As more organizations realize that high quality data is necessary for competitive advantage, data administrators are under increasing pressure to add data quality assurance to their list of job
responsibilities. Whether taking the lead or participating as a member of a data improvement initiative, many data administrators may find they need training in the following areas:
- Developing data quality goals.
- Developing, promulgating and maintaining data quality standards.
- Monitoring compliance with data quality assurance standards.
- Identifying areas for data improvement.
- Measuring data quality levels and reporting results to management.
- Training others in data quality standards and procedures.

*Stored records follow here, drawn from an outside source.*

PR #9635, opened 2026-07-12
PR: Extract Force and Detachment from Campaign

psikomonkie:
`Campaign` is a very large class - dare I say “bloated”. This PR begins the process of extracting a player’s forces’s specific information into its own dedicated class that `Campaign` can delegate to.  - `AbstractForce` and `PlayerForce`: “Player” specific information - list of all personnel, finances, faction, etc.   - Currently `PlayerForce` uses an interface `SingleDetachmentForce` to hold the intentionally stunted logic that only works if a force is on an active contract non a single spot, like `getWarehouse()` (there will be multiple for a force, so this method won’t work eventually!) - `Detachment` - Implements `IPlace` - The `Hangar`, `Personnel`, and `Warehouse` live under this node.  

Once this is merged, I can begin deprecating the passthrough methods in `Campaign` - I intend to go through the methods that pass through from `Campaign` to `AbstractForce`/`PlayerForce` and `Detachment`, mark them deprecated, and replace the usages of `campaign.foo()` with `campaign.getPlayerForce().foo()` / `campaign.getPlayerForce().getForceDetachment().foo()`. Then I can mark the deprecated methods as forRemoval, and we can formally remove them in a few versions.

### DIFF
--- a/MekHQ/src/mekhq/campaign/Campaign.java
+++ b/MekHQ/src/mekhq/campaign/Campaign.java
@@ -387,7 +387,7 @@ public class Campaign implements ITechManager, IPlace {
     private Systems systemsInstance;
     private final Map<String, PlanetarySystem> planetarySystemOverrides = new LinkedHashMap<>();
     private final CampaignLocationManager locationManager = new CampaignLocationManager();
-    private final ForceLocationManager forceLocationManager = new ForceLocationManager(this);
+    private final ForceLocationManager forceLocationManager = new ForceLocationManager(getPlayerForce());
     private boolean isAvoidingEmptySystems;
     private boolean isOverridingCommandCircuitRequirements;
 
@@ -1719,7 +1719,7 @@ public class Campaign implements ITechManager, IPlace {
 
     @Nonnull
     public ForceLocationManager getForceLocationManager() {
-        return forceLocationManager;
+        return getPlayerForce().getForceLocationManager();
     }
 
     /**
--- a/MekHQ/src/mekhq/campaign/Campaign.java
+++ b/MekHQ/src/mekhq/campaign/Campaign.java
@@ -51,8 +51,6 @@ import static mekhq.campaign.force.Formation.FORMATION_NONE;
 import static mekhq.campaign.force.Formation.FORMATION_ORIGIN;
 import static mekhq.campaign.force.Formation.NO_ASSIGNED_SCENARIO;
 import static mekhq.campaign.force.FormationType.STANDARD;
-import static mekhq.campaign.market.contractMarket.ContractAutomation.performAutomatedActivation;
-import static mekhq.campaign.mission.RandomFactionCamouflage.pickRandomCamouflage;
 import static mekhq.campaign.parts.enums.PartQuality.QUALITY_A;
 import static mekhq.campaign.personnel.PersonnelOptions.ADMIN_INTERSTELLAR_NEGOTIATOR;
 import static mekhq.campaign.personnel.PersonnelOptions.ADMIN_LOGISTICIAN;
@@ -166,8 +164,8 @@ import mekhq.campaign.finances.enums.TransactionType;
 import mekhq.campaign.force.CombatTeam;
 import mekhq.campaign.force.Formation;
 import mekhq.campaign.force.FormationType;
+import mekhq.campaign.force.PlayerForce;
 import mekhq.campaign.icons.StandardFormationIcon;
-import mekhq.campaign.icons.UnitIcon;
 import mekhq.campaign.location.ILocation;
 import mekhq.campaign.location.IPlace;
 import mekhq.campaign.location.LocationNode;
@@ -224,7 +222,6 @@ import mekhq.campaign.personnel.medical.MASHCapacity;
 import mekhq.campaign.personnel.procreation.AbstractProcreation;
 import mekhq.campaign.personnel.ranks.AutoAssignRankForCompanyGenerator;
 import mekhq.campaign.personnel.ranks.RankSystem;
-import mekhq.campaign.personnel.ranks.RankValidator;
 import mekhq.campaign.personnel.skills.ActionCheckResult;
 import mekhq.campaign.personnel.skills.Appraisal;
 import mekhq.campaign.personnel.skills.Attributes;
@@ -246,7 +243,6 @@ import mekhq.campaign.unit.HangarStatistics;
 import mekhq.campaign.unit.TestUnit;
 import mekhq.campaign.unit.Unit;
 import mekhq.campaign.unit.UnitOrder;
-import mekhq.campaign.unit.UnitTechProgression;
 import mekhq.campaign.unit.enums.TransporterType;
 import mekhq.campaign.universe.*;
 import mekhq.campaign.universe.enums.HiringHallLevel;
@@ -297,20 +293,17 @@ public class Campaign implements ITechManager, IPlace {
     // OK now we have more, parts, personnel, forces, missions, and scenarios.
     // and more still - we're tracking DropShips and WarShips in a separate set so
     // that we can assign units to transports
-    private final Hangar units = new Hangar();
+    /** The player's active force: faction identity, finances, reputation, and the owned hangar/warehouse/personnel. */
+    @Nonnull
+    private final PlayerForce playerForce;
     CampaignTransporterMap shipTransporters = new CampaignTransporterMap(this, CampaignTransportType.SHIP_TRANSPORT);
     CampaignTransporterMap tacticalTransporters = new CampaignTransporterMap(this,
           CampaignTransportType.TACTICAL_TRANSPORT);
     CampaignTransporterMap towTransporters = new CampaignTransporterMap(this, CampaignTransportType.TOW_TRANSPORT);
-    private Warehouse parts = new Warehouse();
     private final TreeMap<Integer, Formation> formationIds = new TreeMap<>();
     private final TreeMap<Integer, Mission> missions = new TreeMap<>();
     private final TreeMap<Integer, Scenario> scenarios = new TreeMap<>();
     private final Map<UUID, List<Kill>> kills = new HashMap<>();
-
-    // The main force's per-part requested stock percentages. Each player base owns its own instance; see
-    // IPlace.getRequestedStockLevels().
-    private final RequestedStockLevels requestedStockLevels = new RequestedStockLevels();
 
     private transient final UnitNameTracker unitNameTracker = new UnitNameTracker();
 
@@ -326,7 +319,6 @@ public class Campaign implements ITechManager, IPlace {
 
     private GameOptions gameOptions;
 
-    private String name;
     private LocalDate currentDay;
     private LocalDate campaignStartDate;
 
@@ -336,11 +328,6 @@ public class Campaign implements ITechManager, IPlace {
     private Formation formations;
     private Hashtable<Integer, CombatTeam> combatTeams; // AtB
 
-    private Faction faction;
-    private megamek.common.enums.Faction techFaction;
-    private String retainerEmployerCode; // AtB
-    private LocalDate retainerStartDate; // AtB
-    private RankSystem rankSystem;
 
     private final ArrayList<String> currentReport;
     private transient String currentReportHTML;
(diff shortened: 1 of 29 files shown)


MekHQ/src/mekhq/campaign/force/AbstractForce.java
```diff
@@ -0,0 +1,1294 @@
...
+
+    /**
+     * The {@link Detachment}s this force is currently split across. A {@link PlayerForce} tracks exactly one; the
+     * located resources (hangar, warehouse, personnel, location) are owned by the detachment(s), not the force.
+     */
+    public abstract Collection<Detachment> getDetachments();
+
+    /** All units across every {@link Detachment} of this force. Multi-detachment-safe. */
+    public Collection<Unit> allUnits() {
+        return getDetachments().stream()
```
IllianiBird: I think we should reconsider this. Having a stream that calls over streams is likely to end up more constantly than we expect.

MekHQ/src/mekhq/campaign/force/AbstractForce.java
```diff
@@ -0,0 +1,1294 @@
...
+                     .flatMap(detachment -> detachment.getHangar().getUnits().stream())
+                     .collect(Collectors.toList());
+    }
+
+    /** All personnel across every {@link Detachment} of this force. Multi-detachment-safe. */
+    public Collection<Person> allPersonnel() {
+        return getDetachments().stream()
```
IllianiBird: Same here

MekHQ/src/mekhq/campaign/force/AbstractForce.java
```diff
@@ -0,0 +1,1294 @@
...
+        }
+
+        // We need to know the old rank system for personnel processing
+        final RankSystem oldRankSystem = getRankSystem();
+
+        // And with that, we can set the rank system
+        setRankSystemDirect(rankSystem);
+
+        // Finally, we fix all personnel ranks and ensure they are properly set
+        allPersonnel().stream()
```
IllianiBird, line 298: A stream is good here, I don't mind streaming personnel because players quite frequently end up with thousands of personnel entries. If we wanted to optimize this would could check the size of the personnel array and then decide whether we use a stream or not based on the size of the array. I won't force you to do this, but it may be worth sitting with a profiler and seeing if the approach is warranted with 500, 1000, 5000, and 10000 personnel.

MekHQ/src/mekhq/campaign/force/AbstractForce.java
```diff
@@ -0,0 +1,1294 @@
...
+
+    public void setCamouflage(final Camouflage camouflage) {
+        this.camouflage = camouflage;
+    }
+
+    public PlayerColour getColour() {
+        return colour;
+    }
+
+    public void setColour(final PlayerColour colour) {
```
IllianiBird, line 319: PlayerColour needs the `@Nonnull` tag

MekHQ/src/mekhq/campaign/force/AbstractForce.java
```diff
@@ -0,0 +1,1294 @@
...
+
+    /**
+     * Whether the force's MASH theatre capacity covers its patients assigned to doctors. Off-contract or in transit
+     * there is no cap. Takes a {@link Campaign} for the contract/location context the force does not hold.
+     */
+    public boolean getMashTheatresWithinCapacity(Campaign campaign) {
+        return !campaign.isOnContractAndPlanetside()
+                     ||
+                     calculateMASHTheaterCapacity(campaign) >=
+                           getHumanResources().getPatientsAssignedToDoctors().size();
```
IllianiBird, line 539: This can be cleaned up by changing it to...

```
if (campaign.isOnContractAndPlanetside()) {
    return true;
}

int patiensAssignedToDoctors = getHumanResources().getPatientsAssignedToDoctors().size()
return calculateMASHTheaterCapacity(campaign) >= patiensAssignedToDoctors;
```

MekHQ/src/mekhq/campaign/force/AbstractForce.java
```diff
@@ -0,0 +1,1294 @@
...
+            }
+
+            combatTeams.remove(formationId);
+        }
+
+        return combatTeams;
+    }
+
+    public ArrayList<CombatTeam> getCombatTeamsAsList(Campaign campaign) {
+        return getCombatTeamsAsMap(campaign).values()
```
IllianiBird: I don't think we can reasonably expect there to be enough combat teams to warrant a stream here

MekHQ/src/mekhq/campaign/force/AbstractForce.java
```diff
@@ -0,0 +1,1294 @@
...
+                        unit.removeTech();
+                    }
+
+                    unit.setTech(formationTech);
+                } else {
+                    String cantTech = formationTech.getFullName() +
+                                            " cannot maintain " +
+                                            unit.getName() +
+                                            '\n' +
+                                            "You will need to assign a tech manually.";
```
IllianiBird, line 785: I know this isn't your code, but migrating this hardcoded string (and any others) would be a great move. And there's no better time to do it than a big refactor like this.

MekHQ/src/mekhq/campaign/force/AbstractForce.java
```diff
@@ -0,0 +1,1294 @@
...
+        return (unit == null) ? null : getFormation(unit.getFormationId());
+    }
+
+    /**
+     * Resolves the {@link Formation} a person belongs to: the formation of their assigned unit if they crew one,
+     * otherwise — for techs — the formation they are the assigned tech of.
+     *
+     * @return the person's formation, or {@code null} if none applies
+     */
+    public @Nullable Formation getFormationFor(final Person person) {
```
IllianiBird, line 890: We're definitely not going to have enough formations to warrant a stream

MekHQ/src/mekhq/campaign/force/AbstractForce.java
```diff
@@ -0,0 +1,1294 @@
...
+        }
+    }
+
+    /**
+     * Removes {@code formation} from the TO&E: unassigns its units (clearing their scenario if it was deployed),
+     * removes it from any scenario it was deployed to and from its parent formation, and clears any StratCon track
+     * assignments. The {@link Campaign} is supplied as a parameter for the scenario, contract, and combat-team updates
+     * this drives.
+     */
+    public void removeFormation(Formation formation, Campaign campaign) {
```
IllianiBird, line 815: We're already editing these lines via migration, let's clean up the variable names to, like `fid` to `formationId`. I won't bring this up again and leave it to your judgment.

MekHQ/src/mekhq/campaign/force/AbstractForce.java
```diff
@@ -0,0 +1,1294 @@
...
+        Vector<Unit> networkedUnits = new Vector<>();
+        for (Unit unit : allUnits()) {
+            if (null != unit.getEntity().getC3NetId() &&
+                      unit.getEntity().getC3NetId().equals(u.getEntity().getC3NetId())) {
+                networkedUnits.add(unit);
+            }
+        }
+        for (int pos = 0; pos < Entity.MAX_C3i_NODES; pos++) {
+            for (Unit nUnit : networkedUnits) {
+                if (nUnit.getEntity().hasNavalC3()) {
```
IllianiBird, line 982: This can trigger a NPE if `getEntity` returns `null` (and it absolutely can). There's a lot of risk of that happening in this method, the more I look at it.

MekHQ/src/mekhq/campaign/force/AbstractForce.java
```diff
@@ -0,0 +1,1294 @@
...
+                    nUnit.getEntity().setNC3NextUUIDAsString(pos, null);
+                } else {
+                    nUnit.getEntity().setC3iNextUUIDAsString(pos, null);
```
IllianiBird, line 985: Actually, now that I think about it _why_ are we having units with `null` entities? Could we not treat entity in a similar way to singletons:

`nUnit.getEntity()` calls...

```
public @Nonnull Entity getEntity() {
    if (entity == null) {
        entity = new Entity(); // or whatever we call to create a new entity for a unit
    }

    return entity;
}
```

Maybe this isn't in the scope of this particular PR. Maybe it's worth exploring, though?

MekHQ/src/mekhq/campaign/force/AbstractForce.java
```diff
@@ -0,0 +1,1294 @@
...
+        refreshNetworks(game);
+        MekHQ.triggerEvent(new NetworkChangedEvent(networkedUnits));
+    }
+
+    /**
+     * Removes {@code removedUnits} from their shared C3i/Naval C3 network and rebuilds the remaining members' node
+     * UUIDs so the network stays contiguous, refreshing networks against the supplied {@link Game}. All removed units
+     * are assumed to share the first unit's network id.
+     */
+    public void removeUnitsFromNetwork(Vector<Unit> removedUnits, Game game) {
```
IllianiBird, line 998: Lots of `getEntity` calls here, which can result in NPEs

MekHQ/src/mekhq/campaign/force/AbstractForce.java
```diff
@@ -0,0 +1,1294 @@
...
+                }
+            }
+        }
+        refreshNetworks(game);
+    }
+
+    /**
+     * Adds {@code addedUnits} to the C3i/Naval C3 network identified by {@code networkID}, rebuilding every member's
+     * node UUIDs, and refreshes networks against the supplied {@link Game}.
+     */
```
IllianiBird, line 1042: And here, I'll not blather on about it any more though

MekHQ/src/mekhq/campaign/force/Detachment.java
```diff
@@ -0,0 +1,168 @@
...
+    /** Discriminator identifying a detachment as a serialized {@link ILocation} reference. */
+    public static final String LOCATION_REFERENCE_TYPE = "detachment";
+
+    private final DetachmentLocationManager detachmentLocationManager;
+
+    // Owned resources — this detachment is the IPlace that owns them.
+    private final Hangar units = new Hangar();
+    private final Personnel personnel = new Personnel();
+    private final RequestedStockLevels requestedStockLevels = new RequestedStockLevels();
+    private Warehouse parts = new Warehouse();
```
IllianiBird, line 80: This is perfect for my needs

MekHQ/src/mekhq/campaign/force/ForceOptions.java
```diff
@@ -0,0 +1,86 @@
...
+ * <https://www.xbox.com/en-US/developers/rules> and it is not endorsed by or
+ * affiliated with Microsoft.
+ */
+package mekhq.campaign.force;
+
+import mekhq.campaign.campaignOptions.CampaignOptions;
+import mekhq.campaign.universe.Faction;
+
+/**
+ * Force-scoped options for an {@link AbstractForce}, modeled loosely on {@link CampaignOptions}.
```
IllianiBird, line 39: I recommend we add some text here explaining _what_ kind of options should be here instead of CampaignOptions

MekHQ/src/mekhq/campaign/Campaign.java
IllianiBird, line 1: Image

This is a thing of beauty

IllianiBird (approved):
I would _prefer_ we have Copilot review this before merging. I've also commented one some "it'd be nice if..." changes.

In both cases, this is approved and I leave merging to your best judgment. Great work, Psi, seriously.

MekHQ/src/mekhq/campaign/force/ForceOptions.java
psikomonkie: Will be expanded, this isn't implemented.

MekHQ/src/mekhq/campaign/force/AbstractForce.java
psikomonkie: I'm not gonna touch the existing MekHQ-C3 logic, I'll be here all week!

MekHQ/src/mekhq/campaign/force/AbstractForce.java
psikomonkie: Streams removed except from the personnel usage

MekHQ/src/mekhq/campaign/force/AbstractForce.java
psikomonkie: Sure, done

In seeking guidance as to how to accomplish these tasks, data administrators will find that the traditional Total Quality Management literature applies mainly to manufacturing rather than
information delivery. To address this need, Stuart Madnick and Richard Wang began the Total Data Quality Management (TDQM) Research Program at MIT in the early 1990's (web.mit.edu/TDQM). This research program has several objectives. The long term objective of the research program is to create a theory of data quality based on
reference disciplines such as computer science, statistics, accounting, total quality management and organizational behavior, thus serving as a unifying body of knowledge on data quality
management. The second goal is to serve as a center of excellence among practitioners of data quality techniques and to act as a clearinghouse for effective methods and project experiences (Madnick
& Wang, 1992). Through the annual International Conference on Information Quality (www.iqconference.org) sponsored by the TDQM Research Program at
MIT, academics and practitioners can come together to exchange ideas on how to improve data quality. These collaborations over the past decade have resulted in several important developments for
the data quality field.
Data Quality is a multidimensional concept
Before one can measure data quality, one must first define it. Using conventional wisdom most would guess that data quality is something akin to accuracy or reliability. However, researchers in
data quality have found that data quality is multidimensional in nature. Wang & Strong (1996) used a two-stage survey and a two-phase sorting study to develop a hierarchical framework that
consolidates 118 data quality attributes collected from data consumers into fifteen dimensions, which in turn are grouped into four categories.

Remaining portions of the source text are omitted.